(Collected data)
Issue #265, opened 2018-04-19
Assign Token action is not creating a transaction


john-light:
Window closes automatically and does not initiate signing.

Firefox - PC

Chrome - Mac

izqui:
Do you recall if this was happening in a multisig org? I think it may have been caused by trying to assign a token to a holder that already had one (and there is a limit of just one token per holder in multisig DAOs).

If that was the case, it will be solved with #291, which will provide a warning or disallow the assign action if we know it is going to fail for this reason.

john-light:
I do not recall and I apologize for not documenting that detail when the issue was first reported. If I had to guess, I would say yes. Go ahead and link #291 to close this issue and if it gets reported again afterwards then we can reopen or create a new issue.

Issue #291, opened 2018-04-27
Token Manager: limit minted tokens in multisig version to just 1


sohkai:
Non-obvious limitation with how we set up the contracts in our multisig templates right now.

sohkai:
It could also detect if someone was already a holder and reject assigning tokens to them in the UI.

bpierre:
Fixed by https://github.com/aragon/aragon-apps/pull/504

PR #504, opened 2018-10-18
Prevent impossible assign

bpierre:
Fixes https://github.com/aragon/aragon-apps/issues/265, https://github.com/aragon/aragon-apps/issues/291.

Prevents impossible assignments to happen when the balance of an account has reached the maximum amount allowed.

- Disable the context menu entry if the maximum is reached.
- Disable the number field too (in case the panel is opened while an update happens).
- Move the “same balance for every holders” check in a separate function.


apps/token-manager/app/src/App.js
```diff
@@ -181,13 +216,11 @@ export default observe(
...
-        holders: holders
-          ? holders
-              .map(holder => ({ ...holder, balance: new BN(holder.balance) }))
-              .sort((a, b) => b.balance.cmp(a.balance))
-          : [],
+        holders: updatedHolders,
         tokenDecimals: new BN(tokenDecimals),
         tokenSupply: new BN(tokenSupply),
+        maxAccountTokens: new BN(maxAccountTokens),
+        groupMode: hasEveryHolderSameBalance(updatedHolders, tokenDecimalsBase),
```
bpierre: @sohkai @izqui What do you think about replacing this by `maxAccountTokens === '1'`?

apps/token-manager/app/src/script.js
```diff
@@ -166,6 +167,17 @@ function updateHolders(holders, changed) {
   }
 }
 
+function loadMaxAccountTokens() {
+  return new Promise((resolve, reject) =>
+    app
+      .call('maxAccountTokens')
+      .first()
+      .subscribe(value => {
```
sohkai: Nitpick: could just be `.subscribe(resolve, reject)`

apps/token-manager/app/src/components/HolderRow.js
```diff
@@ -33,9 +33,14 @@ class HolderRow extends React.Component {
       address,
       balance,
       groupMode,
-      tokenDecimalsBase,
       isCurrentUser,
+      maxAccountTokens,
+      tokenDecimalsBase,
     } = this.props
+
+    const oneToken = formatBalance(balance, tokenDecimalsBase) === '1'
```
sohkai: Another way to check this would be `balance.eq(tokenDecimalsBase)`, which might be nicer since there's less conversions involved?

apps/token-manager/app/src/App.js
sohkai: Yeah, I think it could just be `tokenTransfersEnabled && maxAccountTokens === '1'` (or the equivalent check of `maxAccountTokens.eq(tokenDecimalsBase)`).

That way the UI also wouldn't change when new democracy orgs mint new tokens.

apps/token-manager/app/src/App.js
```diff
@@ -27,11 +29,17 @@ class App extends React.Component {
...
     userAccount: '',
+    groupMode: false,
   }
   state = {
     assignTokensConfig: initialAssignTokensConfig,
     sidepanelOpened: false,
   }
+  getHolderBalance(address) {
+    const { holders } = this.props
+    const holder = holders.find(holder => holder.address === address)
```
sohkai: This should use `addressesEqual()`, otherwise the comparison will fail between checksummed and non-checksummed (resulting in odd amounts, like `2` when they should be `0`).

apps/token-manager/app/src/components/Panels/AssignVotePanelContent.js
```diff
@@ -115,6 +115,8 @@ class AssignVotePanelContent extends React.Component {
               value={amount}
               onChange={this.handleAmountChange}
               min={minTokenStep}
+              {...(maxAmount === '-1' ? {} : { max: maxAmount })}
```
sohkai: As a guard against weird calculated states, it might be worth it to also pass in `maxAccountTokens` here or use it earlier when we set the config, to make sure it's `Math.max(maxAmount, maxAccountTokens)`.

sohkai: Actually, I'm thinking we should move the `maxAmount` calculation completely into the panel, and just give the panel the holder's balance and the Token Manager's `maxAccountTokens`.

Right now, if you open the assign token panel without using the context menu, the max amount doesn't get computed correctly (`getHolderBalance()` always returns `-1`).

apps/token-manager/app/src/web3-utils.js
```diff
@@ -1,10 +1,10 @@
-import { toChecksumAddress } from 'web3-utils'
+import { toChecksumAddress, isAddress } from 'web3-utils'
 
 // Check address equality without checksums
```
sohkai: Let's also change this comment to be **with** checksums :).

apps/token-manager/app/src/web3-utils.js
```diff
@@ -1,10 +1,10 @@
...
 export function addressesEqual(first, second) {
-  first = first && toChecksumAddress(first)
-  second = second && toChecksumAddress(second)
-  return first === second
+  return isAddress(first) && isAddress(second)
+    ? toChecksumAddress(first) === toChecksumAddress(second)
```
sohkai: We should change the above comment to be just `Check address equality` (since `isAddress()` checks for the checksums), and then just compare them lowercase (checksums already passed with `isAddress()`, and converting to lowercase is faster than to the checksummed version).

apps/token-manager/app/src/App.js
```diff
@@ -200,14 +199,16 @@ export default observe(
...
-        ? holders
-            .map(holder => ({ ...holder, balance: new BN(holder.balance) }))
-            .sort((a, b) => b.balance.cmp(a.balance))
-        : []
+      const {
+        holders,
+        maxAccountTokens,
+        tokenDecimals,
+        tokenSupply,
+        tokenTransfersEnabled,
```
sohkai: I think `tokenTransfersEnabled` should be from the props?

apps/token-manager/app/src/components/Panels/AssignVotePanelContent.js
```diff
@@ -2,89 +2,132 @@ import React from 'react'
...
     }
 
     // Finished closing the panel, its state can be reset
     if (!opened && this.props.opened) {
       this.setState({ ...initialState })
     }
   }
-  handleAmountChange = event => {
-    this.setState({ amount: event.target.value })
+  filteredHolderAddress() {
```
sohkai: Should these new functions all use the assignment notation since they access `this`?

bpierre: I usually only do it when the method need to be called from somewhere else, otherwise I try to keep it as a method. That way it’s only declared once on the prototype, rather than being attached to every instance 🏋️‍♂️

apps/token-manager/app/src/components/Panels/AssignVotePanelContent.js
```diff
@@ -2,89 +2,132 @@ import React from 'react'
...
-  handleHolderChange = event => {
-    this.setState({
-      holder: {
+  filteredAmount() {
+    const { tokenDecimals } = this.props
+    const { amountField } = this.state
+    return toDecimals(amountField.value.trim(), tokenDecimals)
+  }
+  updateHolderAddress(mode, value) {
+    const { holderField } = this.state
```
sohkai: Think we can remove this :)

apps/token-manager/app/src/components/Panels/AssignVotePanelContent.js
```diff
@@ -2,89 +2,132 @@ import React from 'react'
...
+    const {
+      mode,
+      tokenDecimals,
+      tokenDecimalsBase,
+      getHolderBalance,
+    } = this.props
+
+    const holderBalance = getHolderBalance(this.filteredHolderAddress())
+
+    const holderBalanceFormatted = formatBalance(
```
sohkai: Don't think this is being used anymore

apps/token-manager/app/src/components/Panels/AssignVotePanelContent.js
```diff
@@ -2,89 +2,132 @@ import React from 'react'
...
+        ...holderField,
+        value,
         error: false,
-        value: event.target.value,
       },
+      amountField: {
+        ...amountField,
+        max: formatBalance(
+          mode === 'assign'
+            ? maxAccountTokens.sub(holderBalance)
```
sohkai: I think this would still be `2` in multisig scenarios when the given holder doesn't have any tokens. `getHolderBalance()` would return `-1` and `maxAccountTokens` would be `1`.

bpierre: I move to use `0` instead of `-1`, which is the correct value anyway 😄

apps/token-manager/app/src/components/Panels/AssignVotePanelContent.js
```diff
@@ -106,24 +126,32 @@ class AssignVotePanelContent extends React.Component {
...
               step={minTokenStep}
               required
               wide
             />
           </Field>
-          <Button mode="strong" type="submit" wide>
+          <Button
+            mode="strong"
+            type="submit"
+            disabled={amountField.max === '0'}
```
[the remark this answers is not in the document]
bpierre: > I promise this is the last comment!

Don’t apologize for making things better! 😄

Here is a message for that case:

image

--

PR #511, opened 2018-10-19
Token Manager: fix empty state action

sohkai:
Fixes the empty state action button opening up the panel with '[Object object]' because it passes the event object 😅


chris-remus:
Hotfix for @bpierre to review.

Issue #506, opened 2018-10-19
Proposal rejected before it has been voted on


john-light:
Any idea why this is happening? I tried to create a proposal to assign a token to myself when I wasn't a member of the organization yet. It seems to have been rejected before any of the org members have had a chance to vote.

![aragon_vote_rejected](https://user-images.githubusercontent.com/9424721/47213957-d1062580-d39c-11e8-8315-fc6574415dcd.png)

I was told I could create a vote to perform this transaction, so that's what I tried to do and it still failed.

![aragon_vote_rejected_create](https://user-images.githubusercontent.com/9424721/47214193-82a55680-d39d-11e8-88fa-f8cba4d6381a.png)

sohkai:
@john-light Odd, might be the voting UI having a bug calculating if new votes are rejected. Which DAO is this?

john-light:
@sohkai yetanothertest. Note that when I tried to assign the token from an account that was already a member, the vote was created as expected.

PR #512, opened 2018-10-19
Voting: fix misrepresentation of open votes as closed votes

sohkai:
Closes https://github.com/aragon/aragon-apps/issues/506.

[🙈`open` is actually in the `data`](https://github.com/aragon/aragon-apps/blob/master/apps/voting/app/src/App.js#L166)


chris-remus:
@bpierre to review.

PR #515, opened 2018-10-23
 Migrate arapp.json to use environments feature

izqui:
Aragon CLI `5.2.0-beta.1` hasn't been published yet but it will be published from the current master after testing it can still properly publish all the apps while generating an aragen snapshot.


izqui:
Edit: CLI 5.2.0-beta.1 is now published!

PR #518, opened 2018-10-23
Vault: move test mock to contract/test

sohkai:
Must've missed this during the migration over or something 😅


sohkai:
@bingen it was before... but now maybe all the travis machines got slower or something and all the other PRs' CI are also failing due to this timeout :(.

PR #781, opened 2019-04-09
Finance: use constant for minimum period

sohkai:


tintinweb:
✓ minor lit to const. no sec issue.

▸ **Exercise**
From the records above, pull every line that carries the word "tried".

▸ **Solution**
Any idea why this is happening? I tried to create a proposal to assign a token to myself when I wasn't a member of the organization yet. It seems to have been rejected before any of the org members have had a chance to vote.
I was told I could create a vote to perform this transaction, so that's what I tried to do and it still failed.
@sohkai yetanothertest. Note that when I tried to assign the token from an account that was already a member, the vote was created as expected.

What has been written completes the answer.